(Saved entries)
# # # #

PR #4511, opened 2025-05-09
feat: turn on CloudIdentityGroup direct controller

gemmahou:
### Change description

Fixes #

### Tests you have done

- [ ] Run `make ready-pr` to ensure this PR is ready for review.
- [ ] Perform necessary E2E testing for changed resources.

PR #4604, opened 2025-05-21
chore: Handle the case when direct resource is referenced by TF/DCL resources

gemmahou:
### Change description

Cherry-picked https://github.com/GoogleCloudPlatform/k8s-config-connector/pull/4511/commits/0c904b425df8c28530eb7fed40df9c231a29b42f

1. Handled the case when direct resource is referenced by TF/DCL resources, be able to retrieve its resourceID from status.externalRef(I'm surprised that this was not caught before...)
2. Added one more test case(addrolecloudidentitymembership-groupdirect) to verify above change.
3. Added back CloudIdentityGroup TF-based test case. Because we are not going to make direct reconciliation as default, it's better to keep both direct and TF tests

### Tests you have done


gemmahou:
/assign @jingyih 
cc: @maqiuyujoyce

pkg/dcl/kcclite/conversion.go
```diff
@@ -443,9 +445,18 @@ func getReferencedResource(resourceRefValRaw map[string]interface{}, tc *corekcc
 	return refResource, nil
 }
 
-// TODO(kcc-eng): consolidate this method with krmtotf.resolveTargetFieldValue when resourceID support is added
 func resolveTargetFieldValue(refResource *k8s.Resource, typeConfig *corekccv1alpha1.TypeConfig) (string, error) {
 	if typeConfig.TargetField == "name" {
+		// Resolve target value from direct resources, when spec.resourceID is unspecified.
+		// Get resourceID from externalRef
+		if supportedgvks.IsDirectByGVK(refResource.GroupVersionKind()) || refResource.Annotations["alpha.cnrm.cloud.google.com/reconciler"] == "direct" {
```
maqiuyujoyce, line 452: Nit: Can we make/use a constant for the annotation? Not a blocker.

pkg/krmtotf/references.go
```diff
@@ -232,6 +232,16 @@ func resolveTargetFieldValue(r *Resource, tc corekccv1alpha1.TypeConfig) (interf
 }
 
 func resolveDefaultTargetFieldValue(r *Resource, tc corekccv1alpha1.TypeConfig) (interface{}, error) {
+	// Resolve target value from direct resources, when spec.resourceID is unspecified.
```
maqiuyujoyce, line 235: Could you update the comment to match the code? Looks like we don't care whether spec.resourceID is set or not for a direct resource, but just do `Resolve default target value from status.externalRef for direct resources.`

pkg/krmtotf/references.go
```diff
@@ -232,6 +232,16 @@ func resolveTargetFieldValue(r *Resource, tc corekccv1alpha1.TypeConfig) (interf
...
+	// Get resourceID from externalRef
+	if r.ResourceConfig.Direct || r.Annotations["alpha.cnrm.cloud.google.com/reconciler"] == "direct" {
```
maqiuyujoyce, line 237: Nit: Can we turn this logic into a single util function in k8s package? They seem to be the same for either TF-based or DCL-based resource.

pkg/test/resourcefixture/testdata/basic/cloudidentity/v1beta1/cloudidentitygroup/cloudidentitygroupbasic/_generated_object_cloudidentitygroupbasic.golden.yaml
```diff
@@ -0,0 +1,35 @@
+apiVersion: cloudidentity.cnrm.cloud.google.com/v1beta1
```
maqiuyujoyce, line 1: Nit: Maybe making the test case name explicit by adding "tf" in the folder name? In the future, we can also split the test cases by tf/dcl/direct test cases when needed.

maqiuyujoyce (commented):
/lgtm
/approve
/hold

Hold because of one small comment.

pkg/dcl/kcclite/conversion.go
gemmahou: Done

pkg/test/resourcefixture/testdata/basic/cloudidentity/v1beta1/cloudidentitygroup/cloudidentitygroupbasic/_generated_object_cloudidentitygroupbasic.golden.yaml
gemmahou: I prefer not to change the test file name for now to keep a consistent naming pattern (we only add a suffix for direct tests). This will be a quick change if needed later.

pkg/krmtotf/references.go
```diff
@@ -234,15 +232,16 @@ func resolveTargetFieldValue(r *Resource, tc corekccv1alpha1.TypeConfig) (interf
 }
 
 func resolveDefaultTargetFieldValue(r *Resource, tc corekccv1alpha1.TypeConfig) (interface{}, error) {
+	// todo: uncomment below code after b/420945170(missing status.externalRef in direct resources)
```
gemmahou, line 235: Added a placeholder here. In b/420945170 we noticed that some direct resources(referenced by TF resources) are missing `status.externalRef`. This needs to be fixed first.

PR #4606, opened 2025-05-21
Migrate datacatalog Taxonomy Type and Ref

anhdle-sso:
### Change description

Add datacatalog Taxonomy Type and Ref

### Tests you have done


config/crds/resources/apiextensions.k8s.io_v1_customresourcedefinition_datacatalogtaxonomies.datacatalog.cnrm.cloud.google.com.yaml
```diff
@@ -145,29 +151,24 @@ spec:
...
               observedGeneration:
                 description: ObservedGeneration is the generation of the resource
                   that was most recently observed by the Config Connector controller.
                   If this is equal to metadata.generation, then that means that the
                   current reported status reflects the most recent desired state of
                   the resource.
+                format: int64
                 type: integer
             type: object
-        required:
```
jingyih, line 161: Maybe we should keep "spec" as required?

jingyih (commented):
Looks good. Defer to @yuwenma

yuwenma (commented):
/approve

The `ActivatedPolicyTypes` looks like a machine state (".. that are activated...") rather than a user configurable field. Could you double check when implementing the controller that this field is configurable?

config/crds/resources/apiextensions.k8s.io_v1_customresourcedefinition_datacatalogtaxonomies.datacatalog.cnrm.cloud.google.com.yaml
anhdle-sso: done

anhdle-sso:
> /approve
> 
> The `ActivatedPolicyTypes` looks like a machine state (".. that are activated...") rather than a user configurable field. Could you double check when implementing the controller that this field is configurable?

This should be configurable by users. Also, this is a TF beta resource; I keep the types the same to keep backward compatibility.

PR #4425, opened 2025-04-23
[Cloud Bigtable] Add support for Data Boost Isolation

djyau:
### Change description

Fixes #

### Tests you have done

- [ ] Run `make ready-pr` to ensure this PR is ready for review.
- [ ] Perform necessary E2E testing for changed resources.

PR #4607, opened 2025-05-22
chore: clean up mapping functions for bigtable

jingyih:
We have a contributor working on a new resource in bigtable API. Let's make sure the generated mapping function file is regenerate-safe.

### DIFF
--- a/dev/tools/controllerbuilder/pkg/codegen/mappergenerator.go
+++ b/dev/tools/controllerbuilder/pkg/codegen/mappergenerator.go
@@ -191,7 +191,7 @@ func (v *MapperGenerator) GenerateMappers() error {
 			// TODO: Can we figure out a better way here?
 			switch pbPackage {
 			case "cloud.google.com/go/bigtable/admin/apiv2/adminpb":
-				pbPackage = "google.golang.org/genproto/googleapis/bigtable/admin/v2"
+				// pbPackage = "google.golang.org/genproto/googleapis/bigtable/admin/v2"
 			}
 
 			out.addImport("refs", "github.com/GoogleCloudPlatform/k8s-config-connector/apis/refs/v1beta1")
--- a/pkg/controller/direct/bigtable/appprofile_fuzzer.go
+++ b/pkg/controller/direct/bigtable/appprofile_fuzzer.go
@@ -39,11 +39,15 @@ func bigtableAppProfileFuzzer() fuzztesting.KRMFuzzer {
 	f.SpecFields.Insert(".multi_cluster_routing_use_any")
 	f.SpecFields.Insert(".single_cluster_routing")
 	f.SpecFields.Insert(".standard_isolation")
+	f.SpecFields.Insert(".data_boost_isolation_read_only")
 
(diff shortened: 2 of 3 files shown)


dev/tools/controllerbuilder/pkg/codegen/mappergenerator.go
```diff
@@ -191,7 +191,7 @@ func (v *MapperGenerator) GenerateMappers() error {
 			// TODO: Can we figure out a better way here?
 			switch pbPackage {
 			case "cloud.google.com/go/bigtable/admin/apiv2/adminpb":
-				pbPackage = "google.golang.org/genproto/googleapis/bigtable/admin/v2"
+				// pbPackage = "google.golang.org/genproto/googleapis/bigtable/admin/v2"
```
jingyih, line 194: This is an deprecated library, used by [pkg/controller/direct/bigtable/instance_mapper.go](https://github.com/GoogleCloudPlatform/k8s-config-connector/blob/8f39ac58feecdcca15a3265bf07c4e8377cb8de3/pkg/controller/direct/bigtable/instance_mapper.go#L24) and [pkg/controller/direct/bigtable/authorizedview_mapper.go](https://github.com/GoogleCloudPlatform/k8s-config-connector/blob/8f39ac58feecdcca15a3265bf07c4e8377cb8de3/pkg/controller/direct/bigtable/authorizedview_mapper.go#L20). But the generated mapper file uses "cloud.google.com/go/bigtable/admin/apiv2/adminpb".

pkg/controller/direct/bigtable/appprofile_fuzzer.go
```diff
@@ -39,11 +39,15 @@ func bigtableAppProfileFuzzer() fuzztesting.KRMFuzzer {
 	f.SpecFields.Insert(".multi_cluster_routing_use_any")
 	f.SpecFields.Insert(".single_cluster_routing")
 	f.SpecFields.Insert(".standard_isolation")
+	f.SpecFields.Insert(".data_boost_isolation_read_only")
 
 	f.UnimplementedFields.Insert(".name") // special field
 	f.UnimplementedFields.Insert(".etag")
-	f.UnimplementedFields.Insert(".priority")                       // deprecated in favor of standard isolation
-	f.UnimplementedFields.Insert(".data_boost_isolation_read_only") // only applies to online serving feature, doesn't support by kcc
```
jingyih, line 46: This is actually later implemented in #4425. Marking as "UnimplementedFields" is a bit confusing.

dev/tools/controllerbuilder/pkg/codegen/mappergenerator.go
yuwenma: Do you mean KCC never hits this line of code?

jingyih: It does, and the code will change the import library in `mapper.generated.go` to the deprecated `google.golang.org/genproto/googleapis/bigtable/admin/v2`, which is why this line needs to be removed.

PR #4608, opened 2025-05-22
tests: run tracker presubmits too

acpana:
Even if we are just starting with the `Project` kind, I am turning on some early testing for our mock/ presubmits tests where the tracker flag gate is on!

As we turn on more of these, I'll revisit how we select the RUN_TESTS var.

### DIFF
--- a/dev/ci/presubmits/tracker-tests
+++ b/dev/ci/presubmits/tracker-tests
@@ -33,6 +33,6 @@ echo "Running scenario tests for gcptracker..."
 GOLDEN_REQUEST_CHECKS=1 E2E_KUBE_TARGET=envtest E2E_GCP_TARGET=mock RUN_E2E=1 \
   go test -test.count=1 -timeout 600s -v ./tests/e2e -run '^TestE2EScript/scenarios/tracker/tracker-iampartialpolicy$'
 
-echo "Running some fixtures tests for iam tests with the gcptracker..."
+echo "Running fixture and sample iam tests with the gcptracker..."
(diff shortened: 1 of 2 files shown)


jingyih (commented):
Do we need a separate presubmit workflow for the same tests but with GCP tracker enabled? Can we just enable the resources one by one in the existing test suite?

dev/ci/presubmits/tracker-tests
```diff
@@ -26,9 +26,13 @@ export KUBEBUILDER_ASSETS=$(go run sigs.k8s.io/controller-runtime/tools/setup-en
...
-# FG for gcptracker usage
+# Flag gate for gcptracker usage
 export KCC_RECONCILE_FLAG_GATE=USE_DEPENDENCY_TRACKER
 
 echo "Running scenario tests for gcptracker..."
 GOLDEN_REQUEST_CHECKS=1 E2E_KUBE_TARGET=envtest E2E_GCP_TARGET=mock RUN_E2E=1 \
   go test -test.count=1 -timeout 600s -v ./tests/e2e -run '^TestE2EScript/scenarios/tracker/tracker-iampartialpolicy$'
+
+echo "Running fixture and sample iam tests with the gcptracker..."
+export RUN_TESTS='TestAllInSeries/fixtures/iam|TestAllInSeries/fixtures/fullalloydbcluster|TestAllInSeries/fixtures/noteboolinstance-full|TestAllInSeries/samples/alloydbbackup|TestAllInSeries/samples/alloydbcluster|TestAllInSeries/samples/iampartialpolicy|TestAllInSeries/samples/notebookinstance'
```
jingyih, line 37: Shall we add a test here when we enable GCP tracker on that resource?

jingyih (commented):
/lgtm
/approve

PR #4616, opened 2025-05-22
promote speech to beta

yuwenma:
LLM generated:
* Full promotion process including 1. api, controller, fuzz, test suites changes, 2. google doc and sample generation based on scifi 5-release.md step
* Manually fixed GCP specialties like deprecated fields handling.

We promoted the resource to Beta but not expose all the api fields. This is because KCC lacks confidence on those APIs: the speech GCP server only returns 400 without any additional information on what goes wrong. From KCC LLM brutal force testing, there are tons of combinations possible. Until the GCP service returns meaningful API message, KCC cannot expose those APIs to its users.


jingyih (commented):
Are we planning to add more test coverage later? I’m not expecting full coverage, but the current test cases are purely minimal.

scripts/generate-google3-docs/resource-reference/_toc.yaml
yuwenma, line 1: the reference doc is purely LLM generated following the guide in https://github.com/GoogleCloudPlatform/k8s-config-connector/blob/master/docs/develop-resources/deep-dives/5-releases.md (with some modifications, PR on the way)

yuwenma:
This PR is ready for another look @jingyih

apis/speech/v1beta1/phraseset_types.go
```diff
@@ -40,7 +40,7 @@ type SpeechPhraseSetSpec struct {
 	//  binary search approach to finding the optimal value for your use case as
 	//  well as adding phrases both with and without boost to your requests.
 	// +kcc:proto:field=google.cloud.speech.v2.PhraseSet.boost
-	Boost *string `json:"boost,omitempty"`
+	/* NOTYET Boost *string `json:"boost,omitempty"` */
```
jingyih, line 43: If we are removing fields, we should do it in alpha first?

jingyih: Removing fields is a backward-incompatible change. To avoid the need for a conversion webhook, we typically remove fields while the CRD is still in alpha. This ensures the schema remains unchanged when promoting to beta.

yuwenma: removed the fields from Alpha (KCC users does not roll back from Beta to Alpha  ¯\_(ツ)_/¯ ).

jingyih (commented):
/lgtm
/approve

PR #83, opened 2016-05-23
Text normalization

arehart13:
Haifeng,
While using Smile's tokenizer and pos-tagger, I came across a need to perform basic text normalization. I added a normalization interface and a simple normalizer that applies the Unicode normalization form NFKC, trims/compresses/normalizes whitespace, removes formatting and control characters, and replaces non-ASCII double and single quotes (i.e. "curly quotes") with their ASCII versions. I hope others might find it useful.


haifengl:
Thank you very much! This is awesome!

# # # #

### What to work on
The lines from the start of the entries above through the line containing "PR #4604, opened 2025-05-21" are the ones to return, please; copy them exactly and include both ends.

### Exercise solution
PR #4511, opened 2025-05-09
feat: turn on CloudIdentityGroup direct controller

gemmahou:
### Change description

Fixes #

### Tests you have done

- [ ] Run `make ready-pr` to ensure this PR is ready for review.
- [ ] Perform necessary E2E testing for changed resources.

PR #4604, opened 2025-05-21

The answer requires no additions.